1. Field of the Invention
The present invention relates generally to bubble jet printing systems that use the volume change of bubbles produced by heat to spray small jets of conductive ink on plain paper. More particularly, this invention is concerned with an ink-jet printer of the excitation type wherein a current is passed through a conductive ink to cause the ink to become vaporized and cause any trapped gases or bubbles to expand, forcing droplets of ink to jet onto the surface of a material to be printed upon.
2. Description of the Prior Art
A conventional ink-jet printer includes, as shown here in FIG. 4, an ink-jet head 1 having an ink tank 3 for holding therein a conductive ink 2, and a nozzle 4 connected to an end of the ink tank 3. The nozzle 4 is open at an ink tank side and closed at the opposite side. The ink tank 3 and the nozzle 4 communicate with each other via an ink passage 5, so that the conductive ink 2 held in the ink tank 3 is allowed to flow through the ink passage 5 into the nozzle 4. The nozzle 4 has in its peripheral wall a discharge hole 6 from which the conductive ink is ejected in the form of droplets. A pair of electrodes 7 and 8 is disposed on an inside wall of the nozzle 4 at a position diametrically opposite to the discharge hole 6. To the electrodes 7, 8, a voltage is applied by an electrode exciting device or unit 9 which is controlled by an output signal sent from a central processing unit (CPU) 10. Numeral 11 is a power supply for supplying electrical power to the electrode exciting unit 9, and numeral 12 is a current flowing through the conductive ink 2 when the voltage is applied across the electrodes 7 and 8.

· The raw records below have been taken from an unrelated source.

PR #305, opened 2018-02-27
Fixing bug in ParticleFile.write when particles are deleted

### LINKED ISSUE #303: Problem with writing particles when some of them are deleted
The write on delete of particles is wrong.
I haven't looked at it, but I guess it is this self.idx which is udpated at particle deletion, such that normal particles are not written anymore at that timestep (if all the variables are not at write_on_delete)

Below, a simple test that breaks (use ncdump to see it immediately):

```
from parcels import FieldSet, ParticleSet, JITParticle
import numpy as np

def fieldset(xdim=2, ydim=2):
    data = {'U': np.zeros((ydim, xdim), dtype=np.float32),
            'V': np.zeros((ydim, xdim), dtype=np.float32)}
    dimensions = {'lon': np.linspace(0, 1, xdim, dtype=np.float32),
                  'lat': np.linspace(0, 1, ydim, dtype=np.float32)}
    return FieldSet.from_data(data, dimensions, mesh='flat')

fset = fieldset()

pset = ParticleSet(fset, lon=[10, 0], lat=[0, 4], pclass=JITParticle)
dt = 1
pfile = pset.ParticleFile('test1', outputdt=abs(dt))

def IncrLon(particle, fieldset, time, dt):
    particle.lon += 1.
    if particle.lon > 6:
        particle.delete()

for i in range(4):
    pset.execute(IncrLon, dt=dt, runtime=1., output_file=pfile)
```

erikvansebille:
Also improved the unit test in test_particle_sets.py to include deleted particles

This fixes #303

### DIFF
--- a/parcels/particlefile.py
+++ b/parcels/particlefile.py
@@ -123,7 +123,6 @@ class ParticleFile(object):
             time = time.total_seconds()
         if self.lasttime_written != time and \
            (self.write_ondelete is False or deleted_only is True):
-            self.lasttime_written = time
             if pset.size > 0:
 
                 first_write = [p for p in pset if p.fileid < 0]
@@ -148,7 +147,9 @@ class ParticleFile(object):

The conventional ink-jet printer of the foregoing construction operates as follows.
When the CPU 10 sends a low level signal to the electrode exciting unit 9, the electrode exciting unit 9 is in an inoperative or "off" state and the ink-jet printer is in the stand-by condition. When the CPU 10 sends a high level signal to the electrode exciting device 8, the electrode exciting unit 9 is operated or turned on whereupon a voltage from the power supply 11 is applied across the electrodes 7 and 8. Upon application of the voltage to these electrodes 7, 8, a current 12 is passed through the conductive ink 2 contained between the electrodes 7, 8, causing the generation of heat which in turn will vaporize that portion of the conductive ink 2 contained between the electrodes 7 and 8. Gases or bubbles produced on vaporization expand suddenly, exerting a sufficient pressure upon the conductive ink 2 to force the conductive ink 2 to eject from the discharge hole 6 of the nozzle 4 to the surface of a material to be printed upon.
Thereafter, the electrode exciting unit 9 is turned off or de-energized whereupon the current 12 flowing between the electrodes 7 and 8 disappears. Consequently, heat of the bubbles produced in the conductive ink 2 is immediately taken up by the surrounding conductive ink 2 and the bubbles disappear soon. Thus, the ink-jet printer is returned to the stand-by condition.
According to the foregoing construction, due to electrolytic corrosion and cavitation caused by repeated generation and disappearance of the bubbles, the electrodes 7 and 8 wear down gradually with the result that the distance between the electrodes 7 and 8 increases progressively. As the inter-electrode distance increases, the current 12 flowing through the conductive ink 2 contained between the electrodes 7 and 8 decreases. With this reduction of the current 12, only an insufficient heat energy can be produced in order to vaporize the conductive ink 2. Under such condition, a stable spouting of the conductive ink 2 is no longer possible. If printing operation continues with such unstable spouting of ink. the printing quality is significantly deteriorated.